The Sawx and baseball bigamy

From the Star Market down the street. They also sell a Yankees version, but for some reason those weren't selling that well.
Peanuts from the Star Market down the street.

When I was 11 I became a baseball two-timer. Growing up in Georgia I was by default an Atlanta Braves fan, the key syllable in there being “fault.” The Braves were terrible every single year. Our best pitcher, year after year, was Phil Niekro — a guy who threw knuckleballs. It was like having your Aunt Myrtice  lift the heavy end when you moved furniture. Over the years we had at least three starters (Jerry Royster, Omar Moreno, Andres Thomas) who various writers called “the worst player in baseball.” In my childhood the Braves made the playoffs only twice and never won a game. In the first game of the 1982 NL Championship Series, we were leading St. Louis 1-0. Of course it started raining. The game was washed out and we lost the next three.

My sceond-favorite Braves fact: On July 6, 1986, our third baseman Bob Horner hit four home runs in a game — one of just 15 times that has happened in major league history.

My favorite Braves fact: The Braves lost that game to Montreal 11-8.

None of this hurt quite as much as it normally would because along the way I had picked up a second losing team, in the way a guy who decides to get drunk will alternate beers with shots of Jim Beam. I couldn’t help it. The Red Sox had me at Game 6 in 1975.

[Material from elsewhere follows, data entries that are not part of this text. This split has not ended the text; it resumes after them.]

PR #2249, opened 2025-06-26
Add option to download all chapters not yet downloaded

mawmao:
This adds a new **"Not Downloaded"** option to the download menu on the manga screens. Basically, it lets you queue up all the chapters that aren’t downloaded yet  (regardless of read status). If they’re already downloaded or already in the queue, it just skips them. 

Honestly, I made this mostly for myself because I wanted to download all  the chapters, even the ones I’d already read. 

It’s based off the existing `downloadUnreadChapters()` function, but I tweaked it to include all chapters instead of just the unread ones.


Smol-Ame:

My brilliant friend Joe Posnanski is writing a book about that ’75 Cincinnati Reds team — maybe the greatest team in baseball history. I hated the Reds. They crushed the Braves like Emeril with a garlic clove. Pete Rose was obnoxious and Joe Morgan did that goofy chicken-wing flap when he batted (which, many years later, I copied for church softball) and George Foster had that scary black bat and even scarier sideburns. Couldn’t stand the Reds.

But when I was 11 and just starting to really love sports, the Reds were in the ’75 Series and so I watched. The Red Sox I knew basically nothing about, except they had some guy named Yaz whose name I couldn’t spell.

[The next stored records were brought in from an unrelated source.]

PR #2266, opened 2025-07-05
Fix Unbounded Memory Growth by Disabling In-Memory Cover Caching

Lolle2000la:
This PR addresses a memory leak caused by the in-memory caching of cover images, which leads to performance degradation and eventual app crashes.

While this solution resolves the critical memory issue, it does so by disabling in-memory caching for cover images through `coil3` entirely. I'm open to feedback and alternative approaches.

## The Problem

When browsing a large library or scrolling through a source's feed, the memory allocated for cover images grows without bounds. This memory is not being reclaimed, eventually exhausting the available memory for the app. When the JVM fails its next allocation attempt, the app crashes.

This issue is most noticeable with large libraries that populate pages like the library, history, and updates tabs with many cover images. However, it also occurs when scrolling through any source for an extended period. The memory usage continuously builds up until the app is force-stopped.

On a memory-constrained Android emulator (~1.5GB available), this limit can be reached in under two minutes by scrolling through a source with many entries.

## The Fix

I have explicitly configured AsyncImage to disable in-memory caching for cover images. This ensures that memory allocated to an image is freed as soon as it is no longer on screen.

Disabling the cache immediately resolves the memory buildup and prevents the related crashes.

## Notable Consequences

With this change, previously viewed images need to be reloaded as soon as they scroll out of and back into the viewport. While this is the intended effect of the fix, it may not be the ideal user experience. During testing on an emulator, this did not introduce any noticeable additional lag.

## Method of diagnosis

1.  I initially used the memory profiler and observed a significant buildup of String objects, which I attributed to database queries.
2. To reproduce the crash, I started scrolling through a source and monitored memory usage. I noticed that native memory, in particular, was increasing rapidly. My initial attempts to fix this by ensuring streams were properly closed proved ineffective.
3. I then investigated coil3's caching mechanism. After first trying to enable the disk cache (which had no effect), I disabled the in-memory cache for the MangaCover.kt component.
4. Disabling the cache completely resolved the memory leak, preventing the app from crashing under conditions where it previously would.

### DIFF
--- a/app/src/main/java/eu/kanade/presentation/manga/components/MangaCover.kt
+++ b/app/src/main/java/eu/kanade/presentation/manga/components/MangaCover.kt
@@ -31,8 +31,8 @@ enum class MangaCover(val ratio: Float) {
         AsyncImage(
             model = coil3.request.ImageRequest.Builder(androidx.compose.ui.platform.LocalContext.current)
                 .data(data)
-                .memoryCachePolicy(coil3.request.CachePolicy.ENABLED)
-                .diskCachePolicy(coil3.request.CachePolicy.ENABLED)
+                .memoryCachePolicy(coil3.request.CachePolicy.DISABLED)
+                .diskCachePolicy(coil3.request.CachePolicy.DISABLED)
                 .build(),
             placeholder = ColorPainter(CoverPlaceholderColor),
             error = rememberResourceBitmapPainter(id = R.drawable.cover_error),
--- a/app/src/main/java/eu/kanade/presentation/manga/components/MangaCover.kt
+++ b/app/src/main/java/eu/kanade/presentation/manga/components/MangaCover.kt
@@ -29,7 +29,11 @@ enum class MangaCover(val ratio: Float) {
         onClick: (() -> Unit)? = null,
     ) {
         AsyncImage(
-            model = data,
+            model = coil3.request.ImageRequest.Builder(androidx.compose.ui.platform.LocalContext.current)
+                .data(data)
+                .memoryCachePolicy(coil3.request.CachePolicy.ENABLED)
+                .diskCachePolicy(coil3.request.CachePolicy.ENABLED)
+                .build(),
             placeholder = ColorPainter(CoverPlaceholderColor),
             error = rememberResourceBitmapPainter(id = R.drawable.cover_error),
             contentDescription = contentDescription,
--- a/app/src/main/java/eu/kanade/tachiyomi/data/download/DownloadManager.kt
+++ b/app/src/main/java/eu/kanade/tachiyomi/data/download/DownloadManager.kt
@@ -1,7 +1,6 @@
 package eu.kanade.tachiyomi.data.download
 
 import android.content.Context
-import com.hippo.unifile.UniFile
 import eu.kanade.tachiyomi.data.download.model.Download
 import eu.kanade.tachiyomi.source.Source
 import eu.kanade.tachiyomi.source.model.Page
@@ -162,7 +161,7 @@ class DownloadManager(
     fun buildPageList(source: Source, manga: Manga, chapter: Chapter): List<Page> {
         val chapterDir = provider.findChapterDir(chapter.name, chapter.scanlator, manga.title, source)
         val files = chapterDir?.listFiles().orEmpty()
-            .filter { it.isFile && isImageFile(it) }
+            .filter { it.isFile && ImageUtil.isImage(it.name) { it.openInputStream() } }
 
         if (files.isEmpty()) {
             throw Exception(context.stringResource(MR.strings.page_list_empty_error))
@@ -172,16 +171,6 @@ class DownloadManager(
             .mapIndexed { i, file ->
                 Page(i, uri = file.uri).apply { status = Page.State.Ready }
             }
-    }
-
-    private fun isImageFile(file: UniFile): Boolean {
-        return try {
-            file.openInputStream().use { stream ->
-                ImageUtil.isImage(file.name) { stream }
-            }
-        } catch (e: Exception) {
-            false
-        }
     }
 
     /**
--- a/app/src/main/java/eu/kanade/tachiyomi/data/download/DownloadManager.kt
+++ b/app/src/main/java/eu/kanade/tachiyomi/data/download/DownloadManager.kt
@@ -1,6 +1,7 @@
 package eu.kanade.tachiyomi.data.download
 
 import android.content.Context
+import com.hippo.unifile.UniFile
 import eu.kanade.tachiyomi.data.download.model.Download
 import eu.kanade.tachiyomi.source.Source
 import eu.kanade.tachiyomi.source.model.Page
@@ -161,7 +162,7 @@ class DownloadManager(
     fun buildPageList(source: Source, manga: Manga, chapter: Chapter): List<Page> {
         val chapterDir = provider.findChapterDir(chapter.name, chapter.scanlator, manga.title, source)
         val files = chapterDir?.listFiles().orEmpty()
-            .filter { it.isFile && ImageUtil.isImage(it.name) { it.openInputStream() } }
+            .filter { it.isFile && isImageFile(it) }
 
         if (files.isEmpty()) {
             throw Exception(context.stringResource(MR.strings.page_list_empty_error))
@@ -171,6 +172,16 @@ class DownloadManager(
             .mapIndexed { i, file ->
                 Page(i, uri = file.uri).apply { status = Page.State.Ready }
             }
+    }
+
+    private fun isImageFile(file: UniFile): Boolean {
+        return try {
+            file.openInputStream().use { stream ->
+                ImageUtil.isImage(file.name) { stream }
+            }
+        } catch (e: Exception) {
+            false
+        }
     }
 
     /**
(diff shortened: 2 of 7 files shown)


MajorTanya:
If I understand this correctly, your changes deactivate caching of covers _entirely_, right? Does that mean Coil will fetch the images from remote every single time?

Lolle2000la:
Yes, exactly, at least from `coil3`'s side when calling fetching the image. If the image comes from disk or some other caching not managed by coil3, it should still not be a problem, but if passed the remote resource directly it will also fetch it directly.

I think this might be helped a bit by at least enabling disk-caching again (I turned off all caching). I am not deep into Android and do not know if perhaps Coil can simply be configured to not eat up all memory.

MajorTanya:
> Yes, exactly, at least from `coil3`'s side when calling fetching the image. If the image comes from disk or some other caching not managed by coil3, it should still not be a problem, but if passed the remote resource directly it will also fetch it directly.
> 
> I think this might be helped a bit by at least enabling disk-caching again (I turned off all caching). I am not deep into Android and do not know if perhaps Coil can simply be configured to not eat up all memory.

Re-requesting the cover all the time is a non-starter for Mihon. This would cause all users to request all covers again all the time. Considering the number of users and the average number of titles in a library, that seems like a really, _really_ bad idea.

Lolle2000la:
That is why I asked for feedback on better methods to solve this. I absolutely get that this is a nonstarter, but it did fix the issue so I hoped that people would look at that and know from their own experiences what the root problem might be.

... I should have probably formulated the description better to make that clear, sorry!

I looked a bit into the caching and the `ImageLoader`-singleton and see that the cache is currently not configured in App.kt. I have checked [the Coil-docs](https://coil-kt.github.io/coil/image_loaders/) and it seems that you can limit the caching to a percentage. I have taken the values from the docs and undid the change to MangaCover.

This fixes it as well (no crashing and no explosive growth), but keeps caching (just not without limits). Note that I also configured disk-caching in the app cache dir (because its in the docs example configuration). If that is unwanted I can remove that part of the config again.

nubesurrealista:
I implemented this feature in my build and it works well. On low-end devices, this should be a must.

It has improved the app's memory consumption and overall it feels better. I understand that loading the covers can be a bit annoying, but hey, that could be improved.

app/src/main/java/eu/kanade/tachiyomi/App.kt
```diff
@@ -196,6 +199,19 @@ class App : Application(), DefaultLifecycleObserver, SingletonImageLoader.Factor
                 add(MangaKeyer())
             }
 
+            memoryCache(
+                MemoryCache.Builder()
+                    .maxSizePercent(context, 0.25)
```
AntsyLich:
```suggestion
                    .maxSizePercent(context)
```
1. https://coil-kt.github.io/coil/api/coil-core/coil3.memory/-memory-cache/-builder/index.html#-1971330947%2FFunctions%2F1448608982
2. https://github.com/coil-kt/coil/blob/46130609cc03bd5313bd7d902552e372225c3783/coil-core/src/androidMain/kotlin/coil3/util/contexts.kt#L30-L37

app/src/main/java/eu/kanade/tachiyomi/App.kt
```diff
@@ -196,6 +199,19 @@ class App : Application(), DefaultLifecycleObserver, SingletonImageLoader.Factor
...
+                    .build(),
+            )
+
+            diskCache(
+                DiskCache.Builder()
+                    .directory(context.cacheDir.resolve("image_cache"))
+                    .maxSizePercent(0.02)
+                    .build(),
+            )
```
AntsyLich:
```suggestion
```
It's the same as default https://github.com/coil-kt/coil/blob/46130609cc03bd5313bd7d902552e372225c3783/coil-core/src/commonMain/kotlin/coil3/disk/DiskCache.kt#L115

AntsyLich:
Also add a changelog

app/src/main/java/eu/kanade/tachiyomi/App.kt
Lolle2000la: Ok, went with that value. The fraction is slightly smaller than the current value and does get even smaller for very constrained devices.

app/src/main/java/eu/kanade/tachiyomi/App.kt
Lolle2000la: Removed it as requested

Lolle2000la:
> Also add a changelog

Did that, worked in your suggestions and also rebased just for good measure.

app/src/main/java/eu/kanade/tachiyomi/App.kt
```diff
@@ -196,6 +199,12 @@ class App : Application(), DefaultLifecycleObserver, SingletonImageLoader.Factor
                 add(MangaKeyer())
             }
 
+            memoryCache(
+                MemoryCache.Builder()
+                    .maxSizePercent(context)
+                    .build(),
+            )
```
AntsyLich, line 204: This also seems to be the default https://github.com/coil-kt/coil/blob/46130609cc03bd5313bd7d902552e372225c3783/coil-core/src/commonMain/kotlin/coil3/ImageLoader.kt#L352-L356. How is this improving anything 🤔

Lolle2000la: I'm on mobile, struggling to read on my small display so apologies if I misread, but I think that is not the code being called. You linked the method to build a fully configured loader but the existing code creates a new one from scratch (I don't know why, might be a reason for that), so it also doesn't inherit the defaults.

Lolle2000la: Ok, I looked it again and I think you are right? Unless the `build` on line 216 resolves to another method, I don't know why this should change anything.

I do wonder why this does have an impact then. In the Komikku PR I have [recorded the effect it had on memory usage and how the native memory explodes](https://github.com/komikku-app/komikku/pull/1031#issuecomment-3275707919) without the change.

My guess: The backing `memoryCacheLazy` is somehow set somewhere else and this now sets it back to a sensible default. In that case I would be treating the symptoms. Otherwise I don't know, it just changes it I guess. 

I tried tracing the flow of the values, looked a bit around the source you referenced, gave up, asked gemini and got some "I don't know, timing issues, lazy init bugs, inherited app context setting wrong, a bug in coil, but sure bro 👍 " response back (of course in many more words), so...

Anyway, to advocate for my code, this is absolutely harmless to include and somehow fixes the bug 😅 .

app/src/main/java/eu/kanade/tachiyomi/App.kt
```diff
@@ -17,6 +17,9 @@ import androidx.lifecycle.ProcessLifecycleOwner
 import androidx.lifecycle.lifecycleScope
 import coil3.ImageLoader
 import coil3.SingletonImageLoader
+import coil3.disk.DiskCache
+import coil3.disk.directory
```
AntsyLich:
```suggestion
```

CHANGELOG.md
```diff
@@ -18,6 +18,7 @@ The format is a modified version of [Keep a Changelog](https://keepachangelog.co
 - Fix reader tap zones triggering after scrolling is stopped by tapping ([@NGB-Was-Taken](https://github.com/NGB-Was-Taken)) ([#2680](https://github.com/mihonapp/mihon/pull/2680))
 - Fix shizuku installer not updating installed extensions ([@NGB-Was-Taken](https://github.com/NGB-Was-Taken)) ([#2697](https://github.com/mihonapp/mihon/pull/2697))
 - Fix mass migration not using the same search queries as individual migration ([@AntsyLich](https://github.com/AntsyLich)) ([#2736](https://github.com/mihonapp/mihon/pull/2736))
+- Fix unbounded memory growth by limiting in-memory cover caching ([@Lolle2000la](https://github.com/Lolle2000la)) ([#2266](https://github.com/mihonapp/mihon/pull/2266))
```
```suggestion
- Reduce memory usage by reducing in-memory cover cache size ([@Lolle2000la](https://github.com/Lolle2000la)) ([#2266](https://github.com/mihonapp/mihon/pull/2266))
```
Also move it under Improved (which would be above changed)

AntsyLich (changes requested):
I'll merge this but If possible can you make an issue on coil github with the finding?

CHANGELOG.md
Lolle2000la: Applied this in [bc6f634](https://github.com/mihonapp/mihon/pull/2266/commits/bc6f63454d824323186a9f9866651f6fbae274c5)

Lolle2000la:
> I'll merge this but If possible can you make an issue on coil github with the finding?

Definitely sounds like a good idea, though I might not be able to spend much time on that until Christmas holidays. But I'm quite interested in what will turn out to be the reason for this behavior.

Lolle2000la:
> I'll merge this but If possible can you make an issue on coil github with the finding?

Just a quick update, I didn't forget this but haven't yet managed to find the time and energy to make an issue on the coil repo. I still plan to do it, just wanted to give a heads up to everyone here. If someone else wants to report it instead of me though, I would welcome it.

Currently, I'm quite mentally exhausted by upcoming exams, so I will deal with those first. I apologize in advance for the delay.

If you’re a baseball fan you know that what followed was the greatest World Series of all time.

It peaked in Game 6, where a Sox sub named Bernie Carbo hit a three-run homer to tie it in the eighth, and Carlton Fisk waved his homer fair in the 12th to win it. I honestly don’t remember if I saw the Fisk homer live — I’m guessing it was past my bedtime by then — but they replayed it so many times right after (even on our TV with only three channels) that it felt like I was watching it live, and still does even now that I’ve seen the highlight probably a thousand times.

So the Red Sox became my second team. Of course they lost the Series in Game 7. And then… well, if you’re  a sports fan there’s no need to rehash it, so let’s just say they spent the next 29 years shattering hearts. It was like Houdini in reverse. They found a way to die every time.

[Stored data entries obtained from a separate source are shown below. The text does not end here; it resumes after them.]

PR #4, opened 2018-01-22
Added project files for oXygen and XMLspy

syversenkr:
As commented by @nick-knowles and @Aurige, we should keep the XML tool project files in the main repository


skinkie:
@syversenkr please rename the files so they do not contain version information.

Have you checked the files in the repository 'work'? Hence no files are missing that are referenced form the XMLSpy project?

Aurige:
I have checked the XMLSpy one, it is Ok

syversenkr:
Rechecked, was issues with some WSDL paths, will recommit once fixed

syversenkr:
Have renamed the project files without version info, as well as cleaning up some invalid paths in the oXygen version
@Aurige please verify that renaming the XMLspy project file accordingly does not break any of its references

PR #5, opened 2018-02-14
Remove unused netex xsd files in v1.0 which also now exists in v1.1

csolem:
I have found some duplicated files. New files with v1.1 was added, but v1.0 versions of the files were not removed.

* acsb_accessibility
* responsibilitySet_version
* country_support
* submode_version
* distanceMatrixElement_version

The version pattern in file names should not be necessary when using git.

I found these duplicated files by running a bash one-liner (which also checks for references):
```
find . -iname "*xsd" | while read file; do if [[ $file = *"v1.1.xsd" ]]; then oldVersion=$(echo $file | sed -e 's/v1\.1/v1\.0/g'); if [[ -f $oldVersion ]]; then echo $oldVersion; folderLess=$(echo $oldVersion | sed 's@.*/@@'); grep -R "$folderLess" .; fi;  fi; done
```


syversenkr:
As a second precaution, I also diffed the files and checked manually checked the references, and as far as I could tell all the affected (i.e. removed) files are outdated and not in use.

skinkie:
I would be happy to merge this. But I rather have it solved like I did before. Remove the version from the filename. And properly update the file while maintaining history.

Aurige:
Yes, we still have a few old deprecated files, they are not in the XML Spy project from which we were previously managing the XSD, so they were a bit hidden. It's of course better to remove them when you discover one.

skinkie:
Removing kills the changes, hence don't do that. Rename the old file to the new version number, overwrite it with the new contents. And ofcourse apply a mega change to remove the suffix of all files.

syversenkr:
I vote for both, add this change now. Should not have any negative effects... no effect whatsoever, actually.
Then we (should probably define who "we" beforehand) can add the mega-fix of renaming the files altogether, as this also means changing A LOT of internal references (include/import).

skinkie:
@syversenkr are you sure it doesn't have no negative effects? Because we wouldn't have the changes from -v1.0 to -v1.1?

syversenkr:
@skinkie 
From reviewing the files (manually), my assumption is that v1.1 are copies of v1.0 with 2017 CRs and other changes/additions from the work group incorporated. Where there are v1.0 and v1.1 in parallell, we have found no case where the v1.0 is in use, i.e. in effect v1.0 is deprecated and replaced by its v1.1

@nick-knowles may elaborate further on this?

As neither file versions have been properly handled in a versioning systems before this repository, I believe the best way to move forward will be to

1. Delete the orphaned v1.0s (they have new, and better, siblings) - _This CR_
2. Ignore the fact that we miss changes from v1.0 to v.1.1 (diff would have to be done manually, as both files now exist; however we do not have changes tracked from v0.X to v1.0 on any of the files, so I think we can live with that)
3. Remove the versioning filename postfix and change all references (import/include) accordingly - _New PullRequest to come (@csolem will work on this in the foreseeable future)_ => History prevails in Git
4. Leave proper change management up to Git from that point on, by tagging releases etc.

skinkie:
@syversenkr I actually want to overwrite 1.0 with 1.1, then solve the references. So I'll try to do it today.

In ’86 (the same year as the Bob Horner four-homer game — wow, was that a tough season) I was at my first job, covering night cops in Augusta, Ga., and living in a one-room apartment with a king-size bed and a dorm-size fridge. But it was walking distance to a great bar called the Red Lion, and I was making new friends, and the Red Sox were finally going to win the World Series. They were up 3 games to 2 on the New York Mets and led going into the bottom of the ninth.

They got the first out. One of my friends called, let the phone ring once and hung up — just to let me know he was thinking about me.

They got the second out. The phone rang again, just once.

It didn’t ring again.

There were a couple of singles and a wild pitch and finally the ball that rolled through Bill Buckner’s legs, and somehow the Sox — one pitch away from their first world series in 68 years — had blown it. They lost Game 7 as destiny ordained and kept their crown as the most agony-twisted team in sports.

A few years later, the Braves got good. The team that never won anything started going to the World Series every year. In 1995 they broke through and won, and I hugged my buddies in my friend’s living room in Atlanta as we laughed at Ted Turner giving drunken interviews on the field. We had watched all those losing games, sat through all those poundings, and had come out on the other side.

Nine years later, I watched with my same friend as the Yankees pounded the Red Sox in the A.L. Championship Series to go up 3-0. One more game and the Red Sox would be disappointments again. Except  — and I still can hardly believe this to write it — they beat the Yankees four straight and then the St. Louis Cardinals four more to win the World Series for the first time since 1918. I saw that last World Series game in a hotel room in Florida with a king-size bed and a dorm-size fridge. The world circles.

I never wanted to root for losers. I never wanted to be a baseball bigamist. But that’s where I’ve ended up, and now I’m living in the home of my tied-for-first favorite team, and they show every single game on TV, and it looks like they’re bound for the playoffs again.

My friends have asked me who I’d root for if the Braves played the Sox in the World Series. I’ve never had a good answer. But I just looked back over this post and noticed that I said “they” when I talked about the Red Sox and “we” when I talked about the Braves. Sometimes the back of your mind knows stuff that the rest of you doesn’t.